### EXERCISE REQUIREMENTS
Which lines of the data include the string "selected"? List them all.

### RECORDS FOR THIS TASK
<<<<

PR #4872, opened 2020-04-05
node badges are missing descriptions #4871

### LINKED ISSUE #4871: node badges are missing descriptions

:beetle: **Description**

node badges are missing descriptions

:link: **Link to the badge**

https://shields.io/category/platform-support

:bulb: **Possible Solution**

add descriptions

regevbr:
Fix #4871

### DIFF
--- a/services/node/node-base.js
+++ b/services/node/node-base.js
@@ -17,7 +17,6 @@ module.exports = class NodeVersionBase extends NPMBase {
     const type = this.type
     const documentation = `
   <p>
-    This badge is designed to covey to users the node version support status of a package.
     ${this.documentation}
     The node version support is retrieved from the <code>engines.node</code> section in package.json.
   </p>
--- a/services/node/node-base.js
+++ b/services/node/node-base.js
@@ -17,10 +17,9 @@ module.exports = class NodeVersionBase extends NPMBase {
     const type = this.type
     const documentation = `
   <p>
-    This badge is designed for projects that release packages to <a href="https://www.npmjs.com/">npm</a><br/>
-    The badge can be added to the project readme to inform users of the node versions that the package is supported by<br/>
-    The information is retrieved from the <code>engines.node</code> section in package.json<br/>
+    This badge is designed to covey to users the node version support status of a package.
     ${this.documentation}
+    The node version support is retrieved from the <code>engines.node</code> section in package.json.
   </p>
 `
     const prefix = `node-${type}`
--- a/services/node/node-base.js
+++ b/services/node/node-base.js
@@ -15,6 +15,14 @@ module.exports = class NodeVersionBase extends NPMBase {
 
   static get examples() {
     const type = this.type
+    const documentation = `
+  <p>
+    This badge is designed for projects that release packages to <a href="https://www.npmjs.com/">npm</a>.
+    The badge can be added to the project readme to inform users of the node versions that the package is supported by.
+    The information is retrieved from the <code>engines.node</code> section in package.json.
+    ${this.documentation}
+  </p>
+`
     const prefix = `node-${type}`
     return [
       {
@@ -25,6 +33,7 @@ module.exports = class NodeVersionBase extends NPMBase {
           nodeVersionRange: '>= 6.0.0',
         }),
         keywords,
+        documentation,
       },
       {
         title: `${prefix} (scoped)`,
@@ -34,6 +43,7 @@ module.exports = class NodeVersionBase extends NPMBase {
           nodeVersionRange: '>= 6.0.0',
         }),
         keywords,
+        documentation,
       },
       {
         title: `${prefix} (tag)`,
@@ -44,6 +54,7 @@ module.exports = class NodeVersionBase extends NPMBase {
           tag: 'latest',
         }),
         keywords,
+        documentation,
       },
       {
         title: `${prefix} (scoped with tag)`,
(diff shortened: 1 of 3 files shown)


regevbr:
@calebcartwright I added descriptions to the node badges, which we forgot to add in #4810 
I'm not too good with texts, so please feel free to suggest a more user friendly description and I will change accordingly.

services/node/node-base.js
```diff
@@ -15,6 +15,14 @@ module.exports = class NodeVersionBase extends NPMBase {
 
   static get examples() {
     const type = this.type
+    const documentation = `
+  <p>
+    This badge is designed for projects that release packages to <a href="https://www.npmjs.com/">npm</a><br/>
+    The badge can be added to the project readme to inform users of the node versions that the package is supported by<br/>
+    The information is retrieved from the <code>engines.node</code> section in package.json<br/>
+    ${this.documentation}
+  </p>
```
calebcartwright, line 24: Thanks for following up with these! One thing to keep in mind with the inline badge help text is that there's a general assumption that once Shields users get to this point they are generally familiar with the corresponding service and the basic premise of Shields and utilizing badges.

The inline help text is primarily geared towards things like providing guidance on how users can locate or retrieve the parameter values (for example how to find your project id), explaining the difference between badge A and similarly-looking badge B, etc.

In this context, the most important thing to convey IMO is the distinction between the LTS badge and the current badge, and if possible with links out to relevant info on Node's release cycle. I know the last sentence in the text speaks to that, but I don't think that point is emphasized as much as it could and should be.

If you feel strongly that the additional information is important, I'd still suggest tweaking the text/structure of the text to get a better presentation of the material.

In the not-so-distant past we changed the help text alignment from centered to left which works best in most circumstances, but not so much in cases like this with multiple blocks of text.

Lastly, remember that these badges can work with any custom registry as well, not just the main npmjs registry. As such the current text of that first sentence could be a point of confusion

image

regevbr:
What do you suggest to do about the left align?

services/node/node-current.service.js
```diff
@@ -19,4 +19,8 @@ module.exports = class NodeCurrentVersion extends NodeVersionBase {
   static get colorResolver() {
     return versionColorForRangeCurrent
   }
+
+  static get documentation() {
+    return `The badge will be green if the selected package release supports the current (latest) node version`
```
calebcartwright, line 24: I'd caution against trying to describe the colors within the description (also FWIW the color is `brightgreen`) and instead describe the information that the badge conveys.

The intent of this badge is to allow users (presumably package owners) to convey the status of support their package has for the current/latest node release, and conveying that message with whatever wording makes sense (independent of color mapping) should suffice.

services/node/node-lts.service.js
```diff
@@ -19,4 +19,8 @@ module.exports = class NodeLtsVersion extends NodeVersionBase {
   static get colorResolver() {
     return versionColorForRangeLts
   }
+
+  static get documentation() {
+    return `The badge will be green if the selected package release supports all lts node versions`
```
calebcartwright, line 24: Same comment/theme as the current badge. It's a status of package support across all Node release versions that are in LTS state

calebcartwright:
> What do you suggest to do about the left align?

That's the alignment context of the help text, and not something that can be changed at this time, so you'll need to ensure that the text added for these badges looks decent in that context. 

I'd still suggest removing, or at least trimming, some of the existing text which should help. You can also split content into multiple paragraphs

paulmelnikow:
You can also include HTML tags in there. For example, I think you could wrap each paragraph in a `<p>`. Although these really are just sentences, and I think it would be better to combine it into one paragraph.

calebcartwright:
> For example, I think you could wrap each paragraph in a <p>. Although these really are just sentences, and I think it would be better to combine it into one paragraph.

That's what I was suggesting as well. "paragraphs" in the markup sense, not the grammar sense :smile: I think the main driver is the length of that second sentence which has to be wrapped, and that ends up making the whole block of content look off (at least to my eye)

regevbr:
Thanks guys for the comments. I gave it another shot, but as I said, expressing my self in writing was never a strong suite...

services/node/node-base.js
```diff
@@ -15,6 +15,13 @@ module.exports = class NodeVersionBase extends NPMBase {
 
   static get examples() {
     const type = this.type
+    const documentation = `
+  <p>
+    This badge is designed to covey to users the node version support status of a package.
```
calebcartwright, line 20: I think we can drop this first sentence as it's essentially covered by the second/class specific sentence
```suggestion
```

services/node/node-current.service.js
```diff
@@ -19,4 +19,8 @@ module.exports = class NodeCurrentVersion extends NodeVersionBase {
   static get colorResolver() {
     return versionColorForRangeCurrent
   }
+
+  static get documentation() {
+    return `This badge acts as an indicator that the package is supported by the <b>latest</b> release of node`
```
calebcartwright, line 24:
```suggestion
    return `This badge indicates whether the package supports the <b>latest</b> release of node`
```

services/node/node-lts.service.js
```diff
@@ -19,4 +19,8 @@ module.exports = class NodeLtsVersion extends NodeVersionBase {
   static get colorResolver() {
     return versionColorForRangeLts
   }
+
+  static get documentation() {
+    return `This badge acts as an indicator that the package is supported by <b>all</b> LTS node versions`
```
calebcartwright, line 24:
```suggestion
    return `This badge indicates whether the package supports <b>all</b> LTS node versions`
```

regevbr:
@calebcartwright I applied your suggestions.

regevbr:
Thanks @calebcartwright for helping out here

>>>>

### ANSWER SPACE
+    return `The badge will be green if the selected package release supports the current (latest) node version`
+    return `The badge will be green if the selected package release supports all lts node versions`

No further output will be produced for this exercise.